Frequency/Channel Extension Coding
[0222] The frequency/channel extension coding can be done with base
coding transforms, frequency extension coding transforms, and
channel extension coding transforms. Switching transforms from one
to another on block or frame basis can improve perceptual quality,
but it is computationally expensive. In some scenarios (e.g.,
low-processing-power devices), such high complexity may not be
acceptable. One solution for reducing the complexity is to force
the encoder to always select the base coding transforms for both
frequency and channel extension coding. However, this approach puts
a limitation on the quality even for playback devices that are
without power constraints. Another solution is to let the encoder
perform without transform constraints and have the decoder map
frequency/channel extension coding parameters to the base coding
transform domain if low complexity is required. If the mapping is
done in a proper way, the second solution can achieve good quality
for high-power devices and good quality for low-power devices with
reasonable complexity. The mapping of the parameters to the base
transform domain from the other domains can be performed with no
extra information from the bitstream, or with additional
information put into the bitstream by the encoder to improve the
mapping performance.
[0223] D. Improving Energy Tracking of Frequency Extension Coding
in Transition Between Different Window Sizes
[0224] As indicated in Section V.B, a frequency extension coding
encoder can use base coding transforms, frequency extension coding
transforms (e.g., extended-band perceptual similarity coding
transforms) and channel extension coding transforms. However, when
the frequency encoding is switching between two different
transforms, the starting point of the frequency encoding may need
extra attention. This is because the signal in one of the
transforms, such as the base transform, is usually band passed,
with a clear-pass band defined by the last coded coefficient.

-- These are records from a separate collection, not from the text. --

PR #573, opened 2021-07-24
Check for mixed access - remove mem barriers

rsmogura:
That's for previous PR, which I destroyed with bad merge from master.

I wonder if this can look like this?

```
Benchmark                               (size)  Mode  Cnt   Score    Error  Units
ByteBufferVectorAccess.directBuffers      1024  avgt   10  27.119 ?  0.186  ns/op
ByteBufferVectorAccess.heapBuffers        1024  avgt   10  28.501 ?  0.118  ns/op
ByteBufferVectorAccess.pollutedBuffers    1024  avgt   10  64.354 ? 27.778  ns/op
Finished running test 'micro:ByteBufferVectorAccess'
```

https://github.com/openjdk/panama-foreign/pull/566

---------
### Progress

### Integration blocker
&nbsp;⚠️ Whitespace errors (failed with the updated jcheck configuration)

### Reviewing

Checkout this PR locally: \
`$ git fetch https://git.openjdk.org/panama-foreign.git pull/573/head:pull/573` \
`$ git checkout pull/573`

`$ git checkout pull/573` \
`$ git pull https://git.openjdk.org/panama-foreign.git pull/573/head`

</details>

Checkout this PR locally: \
`$ git pr checkout 573`

`$ git pr show -t 573`

</details>

<a href="https://git.openjdk.org/panama-foreign/pull/573.diff">https://git.openjdk.org/panama-foreign/pull/573.diff</a>

</details>

### Webrev
[Link to Webrev Comment](https://git.openjdk.org/panama-foreign/pull/573#issuecomment-886079403)

### DIFF
--- a/src/hotspot/share/opto/vectorIntrinsics.cpp
+++ b/src/hotspot/share/opto/vectorIntrinsics.cpp
@@ -760,8 +760,19 @@ bool LibraryCallKit::inline_vector_mem_operation(bool is_store) {
   SafePointNode* old_map = clone_map();
 
   Node* addr = make_unsafe_address(base, offset, (is_mask ? T_BOOLEAN : elem_bt), true);
+  
+  // This check is repetition of some checks from inline_unsafe_access(), used to determine if barriers are needed
+  // Not full scope of checks is performed, we check only if access can be mixed
+  const Type *const base_type = gvn().type(base);
+
+  // Is off heap access (true implies can_access_non_heap = true)
+  const bool off_heap_access = TypePtr::NULL_PTR == base_type;
+
   // Can base be NULL? Otherwise, always on-heap access.
-  bool can_access_non_heap = TypePtr::NULL_PTR->higher_equal(gvn().type(base));
+  const bool can_access_non_heap = TypePtr::NULL_PTR->higher_equal(base_type);
+
+  // Not determined access base can and can not be null.
+  const bool mixed_access = !(off_heap_access == can_access_non_heap);
 
   const TypePtr *addr_type = gvn().type(addr)->isa_ptr();
   const TypeAryPtr* arr_type = addr_type->isa_aryptr();
@@ -823,7 +834,7 @@ bool LibraryCallKit::inline_vector_mem_operation(bool is_store) {
 
   const TypeInstPtr* vbox_type = TypeInstPtr::make_exact(TypePtr::NotNull, vbox_klass);
 
-  if (can_access_non_heap) {
+  if (mixed_access) {
     insert_mem_bar(Op_MemBarCPUOrder);
   }
 
@@ -870,7 +881,7 @@ bool LibraryCallKit::inline_vector_mem_operation(bool is_store) {
 
   old_map->destruct(&_gvn);
 
-  if (can_access_non_heap) {
+  if (mixed_access) {
     insert_mem_bar(Op_MemBarCPUOrder);
   }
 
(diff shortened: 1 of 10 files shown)


PaulSandoz:
That's an neat trick, but it will not work if the heap buffer is read only. But you could extract the array (or base) using unsafe access.

It would be preferable if we can tunnel this through the intrinsic, rather than branching on buffer state. VarHandle buffer/segment accessors uniformly go through unsafe for heap and direct. So in theory it should be possible for intrinsic vector access to achieve the same degree of functionality as intrinsic unsafe access.

(Note that for any integration we need to push first to the `panama-vector/vectorIntrinsics` branch)

rsmogura:
There's one "pollution" case I tested in ByteBufferVectorAccess.pollutedBuffers. I'm not sure if it's covered with MemorySegments - I created simillar test case, and it looks not. However I'm not sure maybe it's too extreme? [1]

From the other hand null check in ScopedMemoryAccess.storeIntoByteBufferScoped (version [2]) did not improve performance (I think loop is not unswitched and not unrolled, even if I don't see mem bars there).

(And now I see what's wrong with vectorIntrinsics branch it's in different repo... ).

--

[1] https://github.com/rsmogura/panama-foreign/blob/pollute-mem-seg-var-handle/test/micro/org/openjdk/bench/jdk/incubator/foreign/MemorySegmentPolluteUnsafe.java

[2] https://github.com/openjdk/panama-foreign/compare/foreign-memaccess+abi...rsmogura:vector-buffers-closer-to-intrinsic?expand=1

rsmogura:
Forget add benchmarks results for version with checks closer to intrinsic

```
Benchmark                               (size)  Mode  Cnt    Score    Error  Units
ByteBufferVectorAccess.directBuffers      1024  avgt   10   12.075 ?  0.178  ns/op
ByteBufferVectorAccess.heapBuffers        1024  avgt   10   15.840 ?  0.177  ns/op
ByteBufferVectorAccess.pollutedBuffers    1024  avgt   10  123.074 ? 34.672  ns/op
```
Generaly a + b < combined(a,b)

rsmogura:
I did some deeper checks about polluted case and for some reason Unsafe works differently than "get filed". I can't answer  why so. It looks very related to JIT.
```
void intoByteBuffer0(ByteBuffer bb, int offset) {
if (!bb.isDirect()) {
  return fromByteArray0(bb.array(), offset);
}
```
change to 
```
if (!bb.isDirect()) {
  intoByteArray0((byte[]) ScopedMemoryAccess.BufferAccess.bufferBase(bb), offset);
```
makes such a huge difference.

PaulSandoz:
I think we need to have a base comparison with `VarHandle` access to a byte buffer, not in terms of performance but when barriers occur or not. I believe we should be able to push the unpolluted base+offset vector heap and direct accesses into `LibraryCallKit::inline_vector_mem_operation`.

Re: repo, sorry i assumed you were aware of the different panama repos, to be precise this one: https://github.com/openjdk/panama-vector/tree/vectorIntrinsics

rsmogura:
I checked and BB view handle can create mem bars in polluted case, otherwise do not - https://gist.github.com/rsmogura/3629592b5ab90135f27e76f837693647 

I wonder if using VH to access HB can help with performance

rsmogura:
For polluted case, i think: Scoped memory access have two paths for storing vectors, one producing byte[] result one raw, those are merged together to all mem. The load in loop takes this.

As a consequence loop can't be optimized at all (it effectively works like mem barrier), so even loop limit gets executed with every loop cycle. I think this is more generic JIT case - probably worth investigating as I guess similar case can be produced not only for vectors.

However normal cases works better.

mcimadamore:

However, such a clear boundary, when mapped to a different
transform, can become fuzzy. In one implementation, the frequency
extension encoder makes sure no signal power is lost by carefully
defining the starting point. Specifically,
[0225] 1) For each band, the frequency extension encoder computes
the energy of the previously (e.g., by base coding) compressed
signal--E1.
[0226] 2) For each band, the frequency extension encoder computes
the energy of the original signal--E2.
[0227] 3) If (E2-E1)>T, where T is a predefined threshold, the
frequency extension encoder marks this band as the starting
point.
[0228] 4) The frequency extension encoder starts the operation
here, and
[0229] 5) The frequency extension encoder transmits the starting
point to the decoder.
In this way, a frequency extension encoder, when switching between
different transforms, detects the energy difference and transmits a
starting point accordingly.
[0230] VI. Shape and Scale Parameters for Frequency Extension
Coding
[0231] A. Displacement Vectors for Encoders Using Modulated DCT
Coding
[0232] As mentioned in Section V above, extended-band perceptual
similarity frequency extension coding involves determining shape
parameters and scale parameters for frequency bands within time
windows. Shape parameters specify a portion of a baseband
(typically a lower band) that will act as the basis for coding
coefficients in an extended band (typically a higher band than the
baseband). For example, coefficients in the specified portion of
the baseband can be scaled and then applied to the extended
band.
[0233] A displacement vector d can be used to modulate the signal
of a channel at time t, as shown in FIG. 41. FIG. 41 shows
representations of displacement vectors for two audio blocks 4100
and 4110 at time t.sub.0 and t.sub.1, respectively. Although the
example shown in FIG. 41 involves frequency extension coding
concepts, this principle can be applied to other modulation schemes
that are not related to frequency extension coding.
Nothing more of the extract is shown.